4 messages · Matthew Landis, Ben Bolker, Mark_Wotawa at nps.gov +1 more
Landis, R Matthew wrote:
Greetings all, I'm using logistic regression to investigate mortality of trees. I'm using AIC to compare models, and I'm wondering if I should use AICc instead of AIC. Burnham and Anderson [1] recommend using AICc when n/K < 40. But what do I consider for n? The logistic regression is based on 2811 observations (334 trees observed annually for <= 10 yr), but I've only observed 32 deaths. Harrell [2] would consider 32 to be the "limiting sample size" for determining the feasible number of predictor variables. Is AIC the same? Should I use 2811, 334, or 32 to figure out AICc?

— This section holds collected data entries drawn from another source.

PR #503, opened 2022-09-16
Make the `ratelimiter` name casing consistent

CikiMomogi:
Applies consistent casing of the plugin name. See https://github.com/grammyjs/ratelimiter/pull/4.


roj1512 (approved):
These changes look good to me. Although, generally speaking, the documentation isn't really solid.

PR #523, opened 2022-10-09
feat: create SetWebhookUtil component

### LINKED ISSUE #517: feat: `SetWebhookUtil` component
It would be awesome to have a tiny utility component which can be included in all the hosting guides which require a webhook to be set. While it is not hard for many users to correctly set the webhook URL using `curl` or other tools, some beginners struggle with understanding which URL to fetch.

It would be nice to have a small interactive component on the website which lets users paste their token and URL and then it will set the webhook for them. It could also get some neat information to validate the info:

1. Call `getMe` with the token to confirm the bot name
2. Pass the URL to the `URL` constructor to validate the URL
3. Display information from `getWebhookInfo` so that there is an easy way to confirm that things are working correctly
4. Provide a tooltip that explains that the bot token will never be used for anything else than setting for this component to function, and tell users to never give away their token to anyone, no matter how polite a website asks.
5. Have a link that opens the chat with the new bot in a new tab so that users can easily head over to Telegram when the webhook was set and the bot is working.
6. Perhaps have a second button to delete the webhook again? This might not be necessary, but it could be that it feels more natural to have it. Sometimes people feel the urge to clean up after themselves.
7. Perhaps store the token locally in the browser so that it persists across page loads? We must not do this if it feels shady, I don't want anyone to believe we store the token server-side (even though we will never do this)

roziscoding:
Preview:

image
image
image
image

Closes #517


KnorpelSenf:
Would you be able to defer loading everything until hydration kicks in, using a dynamic import? I'm not sure it's a good idea to bundle the component framework and grammY and everything else into the static site, this will add a few hundred kB to the build.

The component is usually at the very bottom of the page, so in 99 % of page visits, we have a few minutes to download the extra weight and render the component.

Yes, this will mean that the component doesn't load if JS is disabled, but this actually makes a lot of sense anyway.

roziscoding:
All features are now implemented.
The build fails locally because I didn't use the CDN version of grammY. I'll need some help getting that done.
Once I can build a production version, I can test possible performance improvements.

KnorpelSenf:
It looks like it OOMs?

KnorpelSenf:
I can take a closer look at a later point

roziscoding:
> It looks like it OOMs?

Yeah, in github actions it fails due to OOM, but locally the error is different.
I'll post it here in about an hour when I get to the computer.

KnorpelSenf (commented):
Nice to finally see this unblocked 🤓
Ping me when I should review

roziscoding:
Closing this in favor of https://github.com/grammyjs/website/pull/633

PR #504, opened 2022-09-18
Add section about installing conversations with custom session data

KnorpelSenf:
As discussed in https://t.me/grammyjs/78172 and asked many times before.

PR #525, opened 2022-10-13
Adjust time to translate in guide

KnorpelSenf:
2-3 days isn't realistic anymore, see #504 which has 2/3 translations after 18 days.


roj1512 (approved):
LGTM. Thank you so much!

PR #527, opened 2022-10-14
Add more details about multiple listeners in same command

DaviSMoura:


KnorpelSenf:
I'm in favour of these changes. People have run into this problem repeatedly, and while the part about middleware technically documents this already, the earlier sections about message handling are somewhat assuming that the reader skipped ahead and had knowledge of a later part. That's undesired.

This needs to be documented in more places, not just for commands. This definitely should be added to filter queries. What do you think about adding it to the part about receiving messages, too? It seems to me like people might not care about that at this early point yet, right?

KnorpelSenf:
Closing due to inactivity. Feel free to comment or reopen if you're willing to pick up development again :)

PR #528, opened 2022-10-15
Fix text justify

CikiMomogi:
Oops!


KnorpelSenf (approved):
Whoopsie how did this slip through the review process? 🥲
Thanks for the fix!

KnorpelSenf:
@roj1512 I took the liberty and merged without consulting you because it was obviously the right change to perform

roj1512:
That was what I was expecting

PR #1067, opened 2024-05-29
Fix syntax highlighting light theme in API ref

quadratz:
The syntax color in the ref docs (dracula-theme) is hard to read in light mode and it does not match the current theme (github-theme). This PQ should resolve the issue.

Before (dracula-theme):
before
After (github-theme):
after

### DIFF
--- a/site/api/components/Class/Constructors.tsx
+++ b/site/api/components/Class/Constructors.tsx
@@ -24,7 +24,9 @@ export function Constructors({
             {v.accessibility
               ? <StyleKw>{v.accessibility}{" "}</StyleKw>
               : undefined}
-            <span style="color: rgb(98, 232, 132);">{v.name}</span>(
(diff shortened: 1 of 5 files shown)


KnorpelSenf:
> it does not match the current theme (github-theme)

And by current theme you mean the current theme for code snippets in light mode for the rest of the website?

roj1512 (approved):
Thank you so much! I had this in mind but never knew what the best practice would be.

quadratz:
> And by current theme, you mean the current theme for code snippets in light mode for the rest of the website?

Yes. Previously, it only used one theme, which was designed for dark mode only. Now it should use two different themes for both light mode and the dark mode, like we already do with the rest of the website.

quadratz:
> Thank you so much! I had this in mind but never knew what the best practice would be.

I also feel uncomfortable with hardcoding the values. It should be done dynamically. But at least this is what we can do for now.

PR #1068, opened 2024-05-29
Update menu.md with info on allowed_updates

garmeeh:
Couldn't see this anywhere in the docs and wasn't immediately obvious to someone starting to use grammy and Telegram for the first time. 

Feel free to close if it actually just confuses things.


KnorpelSenf:
I see the point of adding such a note, but I'd like to do it slightly differently. Does #1069 work for you?

garmeeh:
Thats perfect @KnorpelSenf 👌

PR #1069, opened 2024-05-29
Add note about `allowed_updates` to the menu plugin page

KnorpelSenf:
Supersedes and thus closes #1068.

- allowed updates can be specified not only for `bot.start()` but also for webhooks and with grammY runner
- this should only be an optional note (not a text paragraph), most people don't configure this
- we already have a note about callback query updates in the middleware system, so it makes sense to put these two hints close to each other


KnorpelSenf:
Approval in https://github.com/grammyjs/website/pull/1068#issuecomment-2137372754

roj1512 (approved):

PR #1087, opened 2024-07-05
[Translate] [Russian] Translate website into Russian

MasedMSD:
In progress.
I will be very happy if you accept this translation when it is completed
My translation may not be perfect, so I would welcome corrections


KnorpelSenf:
@MasedMSD are you no longer interested in this? That was a short endeavor :D

MasedMSD:
@KnorpelSenf 
still interested. I wanted to organize by commits, but then I saw that for this you need to create a issue for that, so I've decided to finish the translation for now, then do it by the book.

MasedMSD:
@KnorpelSenf Is it mandatory to create a translation with issue? I was thinking of creating a branch and putting all translations there so that other users can help as well

KnorpelSenf:
Nice! Are you aware that there has been a previous attempt at translating the docs to Russian? The first attempt failed and the work was abandoned, but perhaps you still want to check it out and see if bringing the old docs up to date is easier than doing everything from scratch.

MasedMSD:
Great idea, but I can't find the source of this translation

PR #1094, opened 2024-07-16
Fix link issues

KnorpelSenf:


KnorpelSenf:
The link checker issue was fixed. Since we never bothered to pin the version of that tool, it should just work now. @rojvv perhaps we could now also make it a required check for all PQs?

I'll look into making link checking faster by fixing strom in the future. That should bring down CI times by a lot.

KnorpelSenf:
@rojvv OMG CI PASSED WITH ALL LINKS CHECKED MERGE NOW BEFORE IT IS TOO LATE THIS IS THE FIRST TIME IN YEARS WE WILL STILL OUR GRANDCHILDREN ABOUT THIS DAY NOW DO NOT LOSE TIME

rojvv (approved):

PR #1098, opened 2024-07-19
Fix #1097

### LINKED ISSUE #1097: Wrong keyboard type in plugins/inline-query
Most likely the link should ref to `./keyboard#building-an-inline-keyboard`

https://github.com/grammyjs/website/blob/2dd2a02228cd2fafd9760ab6b29cc2acafda5fa3/site/docs/plugins/inline-query.md?plain=1#L215

MasedMSD:
Just a little fix to ref

Closes #1097


KnorpelSenf:
Awesome, thanks! Do you also want fix up the other two languages?

MasedMSD:
Yeah, looks like espanol have this misspell tho

MasedMSD:
Oops, alr, looks like Ukrainian was right

KnorpelSenf (approved):
Now I see why only 3/5 langs are fixed, Chinese and Indonesian never had the problem. Thanks!

rojvv (approved):

PR #1102, opened 2024-07-21
Add alias to deployments

rojvv:


KnorpelSenf:
This removes the unique deployment URLs. They have been invaluable in the past, so I am not ready to give them up just yet.

KnorpelSenf:
According to my research, Netlify simply does not support this. I have opened https://github.com/nwtgck/actions-netlify/issues/1187 but I do not expect much from it. We may have to upload all data twice, or maybe switch to a different hosting provider that supports this.

PR #1105, opened 2024-07-30
feat: add bun related docs

stonega:

PR #1129, opened 2024-10-01
feat: bun related docs (@stonega)

MasedMSD:
Originally [PR](https://github.com/grammyjs/website/pull/1105) was created by @stonega, but it looks like he's not going to continue with this PR. So, I think we should mention Bun as a possible way to work with a bot, even though Bun has a large number of issues. Also Bun finally supports [conversations plugin](https://grammy.dev/plugins/conversations) and a decent part of Russian language chat users use it for their projects.

I made some changes and added Bun mentions to the hosting files documentation

### DIFF
--- a/site/docs/guide/getting-started.md
+++ b/site/docs/guide/getting-started.md
@@ -150,6 +150,90 @@ in your terminal before you execute `node bot.js`.
 This makes it easier to debug your bot.
 :::
 
+## Getting Started on Bun
+
+> This guide assumes that you have [Bun](https://bun.sh) installed.
+> If you don't know what these things are, check out our [Introduction](./introduction)!
+
+Create a new project and install the `grammy` package.
+Do this by opening a terminal and typing:
+
+```sh
+# Create a new directory and change into it.
+mkdir my-bot
+cd my-bot
+
+# Run bun init to scaffold a new project.
+bun init --yes
+
+# Install grammY.
+bun add grammy
+```
+
+Your folder structure should looks like this:
+
+```asciiart:no-line-numbers
+.
+├── index.ts
+├── .gitignore
+├── node_modules/
+├── package.json
+├── bun.lockb
+├── README.md
+└── tsconfig.json
+```
+
+Now, it's time to open Telegram to create a bot account, and obtain a bot token for it.
+Talk to [@BotFather](https://t.me/BotFather) to do this.
+The bot token looks like `123456:aBcDeF_gHiJkLmNoP-q`.
+It is used to authenticate your bot.
+
+Got the token? You can now code your bot in the `index.ts` file.
+You can copy the following example bot into that file, and pass your token to the `Bot` constructor:
+
+```ts [TypeScript]
+import { Bot } from "grammy";
+
+// Create an instance of the `Bot` class and pass your bot token to it.
+const bot = new Bot(""); // <-- put your bot token between the ""
+
+// You can now register listeners on your bot object `bot`.
+// grammY will call the listeners when users send messages to your bot.
+
+// Handle the /start command.
+bot.command("start", (ctx) => ctx.reply("Welcome! Up and running."));
+// Handle other messages.
+bot.on("message", (ctx) => ctx.reply("Got another message!"));
+
+// Now that you specified how to handle messages, you can start your bot.
+// This will connect to the Telegram servers and wait for messages.
+
+// Start the bot.
+bot.start();
+```
+
+You can now run the bot by executing
+
+```sh
+bun run bot.ts
+```
+
+in your terminal.
+Done! :tada:
+
+Head over to Telegram to watch your bot respond to messages!
+
+::: tip Enabling Logging
+You can enable basic logging by running
+
+```sh
+export DEBUG="grammy*"
+```
+
+in your terminal before you execute `bun run index.ts`.
+This makes it easier to debug your bot.
+:::
+
 ## Getting Started on Deno
 
 > This guide assumes that you have [Deno](https://deno.com) installed.
--- a/site/docs/guide/introduction.md
+++ b/site/docs/guide/introduction.md
@@ -66,7 +66,7 @@ You will get to know them as you go.
 
 ## Prerequisites to Getting Started
 
-> Skip the rest of this page if you already know how to develop a Deno or a Node.js application, and [get started](./getting-started).
+> Skip the rest of this page if you already know how to develop Deno, Bun or Node.js application, and [get started](./getting-started).
 
 Here are a few interesting things about programming---things that are essential to coding, yet rarely explained because most developers think they are self-evident.
 
@@ -172,6 +172,34 @@ You can stop the bot again with `Ctrl+C`.
 
 Ready?
 [Get started](./getting-started#getting-started-on-deno)! :robot:
+
+### Prerequisites for Bun
+
+Bun is a new JavaScript runtime, which is another good choice to build bot, like Deno, you are going to write your bot in TypeScript.
+The exact commands for all of that will be introduced in the next section when you actually create a bot, but it is important to know that these steps are necessary.
+
+Firstly, you have to have [Bun](https://bun.sh/) installed.
+
+In summary, this is what you have to do for Bun:
+
+Create a new directory somewhere.
+It will contain your bot project.
+Open this new directory in VS Code.
+
+```sh
+mkdir ./my-bot
+cd ./my-bot
+code .
+```
+
+Then:
+
+1. Run `bun init --yes` in your terminal to initialize the project.
+2. Create a source file `bot.ts` with TypeScript code inside the project.
+3. Run `bun run bot.ts` from your terminal, or run `bun --watch run bot.ts` if you want to keep updated with file changes.
+
+Ready?
+[Get started](./getting-started#getting-started-on-bun)! :robot:
 
 ### Prerequisites for Node.js
 
--- a/site/docs/hosting/firebase.md
+++ b/site/docs/hosting/firebase.md
@@ -49,7 +49,7 @@ npm install -g firebase-tools
    - TypeScript
 6. Optionally, you can select ESLint.
 7. The CLI asks you if you want to install the dependencies with npm.
-   If you use another package manager like `yarn` or `pnpm` you can decline.
+   If you use another package manager like `yarn`, `bun` or `pnpm` you can decline.
    In that case, you have to `cd` into the `functions` directory and install the dependencies manually.
 8. Open `./functions/package.json` and look for the key: `"engines": {"node": "16"}`.
    The `node` version should match your installed version of Node.js.
--- a/site/docs/hosting/vps.md
+++ b/site/docs/hosting/vps.md
@@ -260,6 +260,10 @@ yarn global add pm2
 pnpm add -g pm2
 ```
 
+```sh [bun]
+bun add -g pm2
+```
+
 :::
 
 #### Creating an Application


site/docs/guide/getting-started.md
```diff
@@ -150,6 +150,90 @@ in your terminal before you execute `node bot.js`.
...
+// This will connect to the Telegram servers and wait for messages.
+
+// Start the bot.
+bot.start();
+```
+
+You can now run the bot by executing
+
+```sh
+bun run bot.ts
```
MasedMSD, line 218: Didn't changed that
```
bun run index.ts
```

site/docs/guide/introduction.md
```diff
@@ -173,6 +173,34 @@ You can stop the bot again with `Ctrl+C`.
...
+```sh
+mkdir ./my-bot
+cd ./my-bot
+code .
+```
+
+Then:
+
+1. Run `bun init --yes` in your terminal to initialize the project.
+2. Create a source file `bot.ts` with TypeScript code inside the project.
```
MasedMSD, line 198: Should change `bot.ts` to `index.ts` which bun created by default when using `bun init --yes`

site/docs/guide/getting-started.md
```diff
@@ -150,6 +150,90 @@ in your terminal before you execute `node bot.js`.
...
+Create a new project and install the `grammy` package.
+Do this by opening a terminal and typing:
+
+```sh
+# Create a new directory and change into it.
+mkdir my-bot
+cd my-bot
+
+# Run bun init to scaffold a new project.
+bun init --yes
```
KnorpelSenf, line 167: Does Bun really require a setup script?

site/docs/guide/getting-started.md
KnorpelSenf: Why not?

KnorpelSenf: Actually, it would be much better to create a `bot.ts` file instead of `index.ts`. It makes no sense to do this inconsistently for Bun.

site/docs/guide/introduction.md
KnorpelSenf: How can this be fixed?

site/docs/guide/getting-started.md
MasedMSD: > Why not?

Just forgot about it. These are comments addressed to me in the morning 😶‍🌫️

MasedMSD: > Actually, it would be much better to create a `bot.ts` file instead of `index.ts`. It makes no sense to do this inconsistently for Bun.

Hm, you're right. If all the examples use `bot.ts`, it would be convenient to leave this for association

site/docs/guide/introduction.md
MasedMSD: > How can this be fixed?

Just change filename

site/docs/guide/getting-started.md
MasedMSD: Not really, Bun just uses it for creating default files like README, package.json, tsconfig and index.ts.

I don't know about older versions, but the new ones add the package without init

MasedMSD:
Should we leave `index.ts` or should we tell the user to create a `bot.ts` file each time in order for the NodeJS and Deno examples to be the same?

site/docs/guide/getting-started.md
KnorpelSenf: Do we have to use the init script then? Maybe we can just create the files manually or use `npm init`?

site/docs/guide/introduction.md
KnorpelSenf: Wait so there's no way to skip creating the file, or so create it with a different name?

site/docs/guide/getting-started.md
MasedMSD: Yeah, why not. If the Bun has its own initialization that looks more convenient than npm, why we shouldn't use it

site/docs/guide/introduction.md
MasedMSD: I don't guess. Bun by default create index.ts with content:

```ts
console.log("Hello via Bun!");
```

site/docs/guide/getting-started.md
KnorpelSenf: tsconfig can't be created by bun, unless it installs and runs `tsc`? Because the rest of the website depends on having the TypeScript default config and I don't think I want to trust bun on making sure that these two files are always in sync, so we have to tell people to run `tsc` themselves.

MasedMSD: > tsconfig can't be created by bun, unless it installs and runs `tsc`? Because the rest of the website depends on having the TypeScript default config and I don't think I want to trust bun on making sure that these two files are always in sync, so we have to tell people to run `tsc` themselves.

I don't quite understand the question. Bun does not use tsc for compilation. It runs Typescript immediately

site/docs/guide/getting-started.md
KnorpelSenf: Because it clearly isn't more convenient, it creates the wrong files

MasedMSD: What you mean by `creates the wrong files`

site/docs/guide/introduction.md
KnorpelSenf: I don't see how we need that. Note that we also don't run `deno init` for the same reason.

MasedMSD: > I don't see how we need that. Note that we also don't run `deno init` for the same reason.

This is to show that we are starting a clean project. Of course, we may not init the project and start a ready-made one.

site/docs/guide/getting-started.md
KnorpelSenf: This is incorrect. It should be this:
```json
{
  "compilerOptions": {
    "target": "es2016",
    "module": "commonjs",
    "esModuleInterop": true,
    "forceConsistentCasingInFileNames": true,
    "strict": true,
    "skipLibCheck": true
  }
}
```

MasedMSD: Why?

site/docs/guide/getting-started.md
KnorpelSenf: The files it creates have the wrong content.
- `index.ts` should actually be named `bot.ts`
- `bot.ts` should actually different content
- `tsconfig.json` is wrong
- we have not even talked about package.json, will this also be a problem?

site/docs/guide/introduction.md
KnorpelSenf: Since almost everything `bun init` does is wrong for our use case, I don't understand why it would be useful. The docs would be:
1. Run `bun init`
2. Delete all files it created
3. Create correct files

site/docs/guide/getting-started.md
MasedMSD: - `index.ts` should actually be named `bot.ts` - not a problem.
- `bot.ts` should actually have different content - not a problem again. Of course user should write default code for bot launching
- `tsconfig.json` is wrong - what's wrong with it?
- we have not even talked about package.json, will this also be a problem? - Not actually. package.json is:

```JSON
{
  "name": "test",
  "module": "index.ts",
  "type": "module",
  "dependencies": {
    "grammy": "^1.30.0"
  },
  "devDependencies": {
    "@types/bun": "latest"
  },
  "peerDependencies": {
    "typescript": "^5.0.0"
  }
}
```

MasedMSD: image

site/docs/guide/introduction.md
MasedMSD: It's not deleting already created files

site/docs/guide/getting-started.md
KnorpelSenf: Because the rest of the docs require it. Every single of the ~700 code examples are tested on both Deno and Node and they work with the config created in the getting started guide. So we either make sure that Bun is compatible with the Node examples, or else we will have to re-create all code examples with a Bun tab. Even if it turns out to the mostly the same in most cases, we have to least test everything.

I don't care about bun and I don't want to spend time on this. I am not going install it. I also want to be able to edit the docs myself, and write new docs. This is not possible if I have to test everything on bun first. I won't accept any contributions that prevent me from changing the docs in the future, or that force me to ask for help for every single edit.

The bottom line is that the bun setup MUST work with the existing Node code. It must type-check with the same TS config, and it must run correctly.

MasedMSD: > The bottom line is that the bun setup MUST work with the existing Node code. It must type-check with the same TS config, and it must run correctly.

I understand your indignation about this runtime, but I have not had any problems with it before when working with it.

KnorpelSenf: Actually, nobody will test if it runs correctly, people are just going to watch it fail when they use Bun. But at least we can make sure that it type-checks.

site/docs/guide/getting-started.md
KnorpelSenf: Why is TS a peer dep? It should be a dev dep.

site/docs/guide/introduction.md
KnorpelSenf: Read again

site/docs/guide/getting-started.md
MasedMSD: > This is incorrect. It should be this:
> 
> ```json
> {
>   "compilerOptions": {
>     "target": "es2016",
>     "module": "commonjs",
>     "esModuleInterop": true,
>     "forceConsistentCasingInFileNames": true,
>     "strict": true,
>     "skipLibCheck": true
>   }
> }
> ```

I'll check all examples with Bun if you want so
image

KnorpelSenf: > > The bottom line is that the bun setup MUST work with the existing Node code. It must type-check with the same TS config, and it must run correctly.
> 
> I understand your indignation about this runtime, but I have not had any problems with it before when working with it.

Sure but you also did not test everything

KnorpelSenf:
I have now wasted more time on this than I ever wanted, maybe I'll get back to this in a week or so

site/docs/guide/getting-started.md
MasedMSD: Bun adds a tiзуscript to Peer Deps, but honestly I haven't tried to figure out the behaviour of that. We could move it to dev deps and nothing would change.

KnorpelSenf (changes requested):
The bottom line of this is still that whatever we do with the tutorial, the output must look exactly like https://github.com/grammyjs/website/pull/1129/files#diff-a3f07fb94b91719ead29e589d98c27db44c1f14974480c5960176a2c2c35b6efR56-R66 and the file contents need to be the same, too. I still do not really care how that is achieved, the point is that as long as the bun guide does not lead to the correct setup, then this cannot be merged.

MasedMSD:
I'll get into this page in more detail tomorrow

KnorpelSenf:
Remember to merge `main` in order to fix CI

KnorpelSenf:
Scratch that, it already happened

KnorpelSenf:
I even did it myself \*facepalm\*

KnorpelSenf (commented):
This still does not create the same TS config as `tsc --init` if I understand this correctly

MasedMSD:
Unfortunately we can't fix it. We will have to ask the user to change it manually every time.
But I don't understand the point of this, because everything works with the current tsconfig O.O

KnorpelSenf:
Yeah but I don't want to go through all the code examples and make sure that they compile even with the non-standard TS config that bun introduces. It can be fixed very easily by running `tsc --init` in the getting started guide.

site/docs/guide/getting-started.md
```diff
@@ -150,6 +150,116 @@ in your terminal before you execute `node bot.js`.
...
+```sh
+# Create a new directory and change into it.
+mkdir my-bot
+cd my-bot
+```
+
+Next step you should initialise your project.
+
+```sh
+# Run bun init to scaffold a new project.
```
winstxnhdw, line 170:
```suggestion
# Run bun init to scaffold a new project.
tsc —init
```

winstxnhdw (changes requested):

site/docs/guide/getting-started.md
KnorpelSenf: Nice. Do we also need a `bun add -D typescript` somewhere in there, so that people have `tsc` ready? We might also want to use `bunx`.

MasedMSD: We can't init typescript before `bun init`.
`bun init` creates `package.json` and there could possibly be problems with that.

MasedMSD: We can just use bunx for that btw.
Like

```markdown
# Use bun to init Typescript config
bunx tsc --init
# Run bun init to scaffold a new project.
bun init
```

KnorpelSenf: Right, so adding TypeScript would be done after these two commands? That makes sense

quadratz (changes requested):

site/docs/guide/getting-started.md
quadratz: Wait, `bun init`  already includes a `tsconfig.json`, as explained in https://bun.sh/docs/typescript. I don't think this step is necessary, no?

winstxnhdw: > Wait, `bun init` already includes a `tsconfig.json`, as explained in https://bun.sh/docs/typescript. I don't think this step is necessary, no?

See the earlier comments about keeping tsconfig consistent.

quadratz:
> @KnorpelSenf : Yeah but I don't want to go through all the code examples and make sure that they compile even with the non-standard TS config that bun introduces. It can be fixed very easily by running tsc --init in the getting started guide.
> > @MasedMSD: But I don't understand the point of this, because everything works with the current tsconfig O.O

I am agree with @MasedMSD. I don't see any problem with the [default generated tsconfig.json](https://bun.sh/docs/typescript#suggested-compileroptions). Pretty sure it works well with our examples.

site/docs/guide/introduction.md
```diff
@@ -66,7 +66,7 @@ You will get to know them as you go.
 
 ## Prerequisites to Getting Started
 
-> Skip the rest of this page if you already know how to develop a Deno or a Node.js application, and [get started](./getting-started).
+> Skip the rest of this page if you already know how to develop Deno, Bun or Node.js application, and [get started](./getting-started).
```
quadratz, line 69:
```suggestion
> Skip the rest of this page if you already know how to develop Deno, Bun, or Node.js application, and [get started](./getting-started).
```

site/docs/guide/introduction.md
```diff
@@ -173,6 +173,47 @@ You can stop the bot again with `Ctrl+C`.
 Ready?
 [Get started](./getting-started#getting-started-on-deno)! :robot:
 
+### Prerequisites for Bun
+
+Bun is a new JavaScript runtime, which is another good choice to build bot, like Deno, you are going to write your bot in TypeScript.
```
quadratz, line 178:
```suggestion
Bun is a new JavaScript runtime, which is another good choice to build bot.
Like Deno, you are going to write your bot in TypeScript.
```

quadratz (changes requested):

KnorpelSenf:
> > @KnorpelSenf : Yeah but I don't want to go through all the code examples and make sure that they compile even with the non-standard TS config that bun introduces. It can be fixed very easily by running tsc --init in the getting started guide.
> > > @MasedMSD: But I don't understand the point of this, because everything works with the current tsconfig O.O
> 
> I am agree with @MasedMSD. I don't see any problem with the [default generated tsconfig.json](https://bun.sh/docs/typescript#suggested-compileroptions). Pretty sure it works well with our examples.

Then please go through them and verify this. Also, please test all future changes to the docs for bun compatibility. I don't care what the config file contains, I just won't double the time I spend on code examples just to make a few bun users happy.

MasedMSD:
Fine, so we going to use my [solution](https://github.com/grammyjs/website/pull/1129#discussion_r1829563911)?

KnorpelSenf:
Only as soon as we find somebody who actually puts in the work and makes sure that the code examples work. I don't want to merge docs that don't type-check because then I'm gonna be the one who has to deal with all the complaints.

If somebody is willing to
- make sure that the current docs type-check, and
- make sure that all future docs type-check 

then we can ship docs that use a new TS config setup.

MasedMSD:
@KnorpelSenf It would be useful to create some package for easy unit testing of the bot.
I don't think that's possible given the flood handling by telegram

KnorpelSenf:
Is that in any way related to the current pull request?

MasedMSD:
I mean that we should have some kind of tests to make sure that the bot and the code work. For example, as for the situation now, when we can't be sure that bun will pass all type-checks

winstxnhdw:
> I mean that we should have some kind of tests to make sure that the bot and the code work. For example, as for the situation now, when we can't be sure that bun will pass all type-checks

It’ll be hard to write integration tests for Bun and grammY because the existing test suite is in Deno. We’d have to spend time instrumenting some Docker CI test just specifically for Bun.

KnorpelSenf:
There's no need to actually run any tests, why do you think this? I can't follow

MasedMSD:
@KnorpelSenf still confused. We don't gonna use [this](https://github.com/grammyjs/website/pull/1129#discussion_r1829563911)?

KnorpelSenf:
I don't have strong opinions on what exactly you're gonna do. I just need you to make sure that the code examples are correct. It doesn't matter to me if you achieve this by making people use the setup that is known to work, or if you want to test all present and future code snippets against a new setup.

MasedMSD:
What I mean is that this command generates the typescript config that we use in all the examples. I think we should add Bun, but if there are any problems (which I'm not sure about at all, Bun is quite stable) we should deal with them as they come up.

KnorpelSenf:
So is there still a question? If yes then I don't understand it

MasedMSD:
I mean, this PR has been hanging around for a long time and we need to do something about it. Either put it on hold or get on with it

KnorpelSenf:
I don't care if you use the command or not and I'm not opposed to mentioning bun support

MasedMSD:
> I'm not opposed to mentioning bun support

Great, I'll take care of that PR

KnorpelSenf:
> > I'm not opposed to mentioning bun support
> 
> Great, I'll take care of that PR

Nice

site/docs/guide/files.md
```diff
@@ -181,12 +181,20 @@ new InputFile("/path/to/file");
...
+new InputFile(await Bun.file("/path/to/file").bytes());
+```
+
 :::
 
 #### Uploading Raw Binary Data
 
 You can also send a `Buffer` object, or an iterator that yields `Buffer` objects.
-On Deno, you can send `Blob` objects, too.
+On Deno and Bun you can send `Blob` objects, too.
```
KnorpelSenf, line 197:
```suggestion
On Deno and Bun, you can send `Blob` objects, too.
```

site/docs/guide/files.md
```diff
@@ -181,12 +181,20 @@ new InputFile("/path/to/file");
 new InputFile(await Deno.open("/path/to/file"));
 ```
 
+```ts [Bun]
+// Send a local file.
+new InputFile("/path/to/file");
+
+// Send a `BunFile` instance.
+new InputFile(await Bun.file("/path/to/file").bytes());
```
KnorpelSenf, line 189: Why would
```suggestion
new InputFile(await Bun.file("/path/to/file"));
```
not work?

MasedMSD: Unfortunately no, we will have to fix this at the level of the grammY itself and add support for BunFile.
image

KnorpelSenf: Then their docs are wrong: https://bun.sh/docs/api/file-io#reading-files-bun-file

They say that they conform to `Blob` so that means that `Bun.file("/tmp/file") instanceof Blob` should be `true`.

KnorpelSenf: Their reference is also wrong because their example states that `.bytes()` exists but their reference does not list it. Or is that implicit via `Blob` which they don't seem to inherit? Also, why did they list `.stream()` then?

KnorpelSenf: But well, I guess that you are right that we cannot perform this change

KnorpelSenf:
Closing due to inactivity. I will add bun-specific docs myself for the 2.0 rewrite of the docs.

Great question. I think I would probably go with 32, but I'd like to hear other opinions. Ben Bolker
Good question, Burnham and Anderson 2002 (p332) mention but don't elaborate on the issue. Intuitively it seems it would -not- be 2811 as you'd have something along the lines of pseudo-replication. B&A also mention in a capture-recapture context that 334 could be n for survival and 2811 could be n for recapture. So, applied to your situation, you're recapture rate is 1, which leads to my (again intuitive) guess that 334 would be appropriate. This gives you only about 8 parameters before you should be using the AICc according to the n/K < 40 rule, so I'd use AICc regardless. If you come up with something concrete on this, it would be great to know more. Regards, Mark *************************************************************** Mark A. Wotawa Quantitative Ecologist National Park Service Biological Resources Management Division 1201 Oak Ridge Drive, Suite 200 Fort Collins, CO 80525-5589 Office: 970-225-3567 FAX: 970-225-3585 Email: mark_wotawa at nps.gov *************************************************************** Greetings all, I'm using logistic regression to investigate mortality of trees. I'm using AIC to compare models, and I'm wondering if I should use AICc instead of AIC. Burnham and Anderson [1] recommend using AICc when n/K < 40. But what do I consider for n? The logistic regression is based on 2811 observations (334 trees observed annually for <= 10 yr), but I've only observed 32 deaths. Harrell [2] would consider 32 to be the "limiting sample size" for determining the feasible number of predictor variables. Is AIC the same? Should I use 2811, 334, or 32 to figure out AICc? Thanks for any help. Sincerely, Matt [1] Burnham K. and D. Anderson. 2002. Model selection and multi-model inference: a practical information-theoretic approach. Springer. [2] Harrell, F. 2001. Regression modeling strategies. Springer. _______________________________________________ R-sig-ecology mailing list R-sig-ecology at r-project.org https://stat.ethz.ch/mailman/listinfo/r-sig-ecology
I'm using logistic regression to investigate mortality of trees. I'm using AIC to compare models, and I'm wondering if I should use AICc instead of AIC. Burnham and Anderson [1] recommend using AICc when n/K < 40.
B&A 2002 is not as forceful on this as they are in person or in later work. Basically, it's a non-issue. AICc approaches AIC with large sample sizes (relative to the number of parameters), so just calculate AICc. Always.
But what do I consider for n?
I agree with Ben that this is a great question, and I doubt there is a single right answer. The capture-recapture world has converged on some general agreement in many of those models, but disagreement still exists and may never be resolved. The lazy, conservative approach in this case would be to take the value amongst the sensible ones that generates the smallest N:K ratio. Or, calculate the model selection stats for the range of the sensible numbers and see if it changes inference. It might not, and then you have nothing to worry about.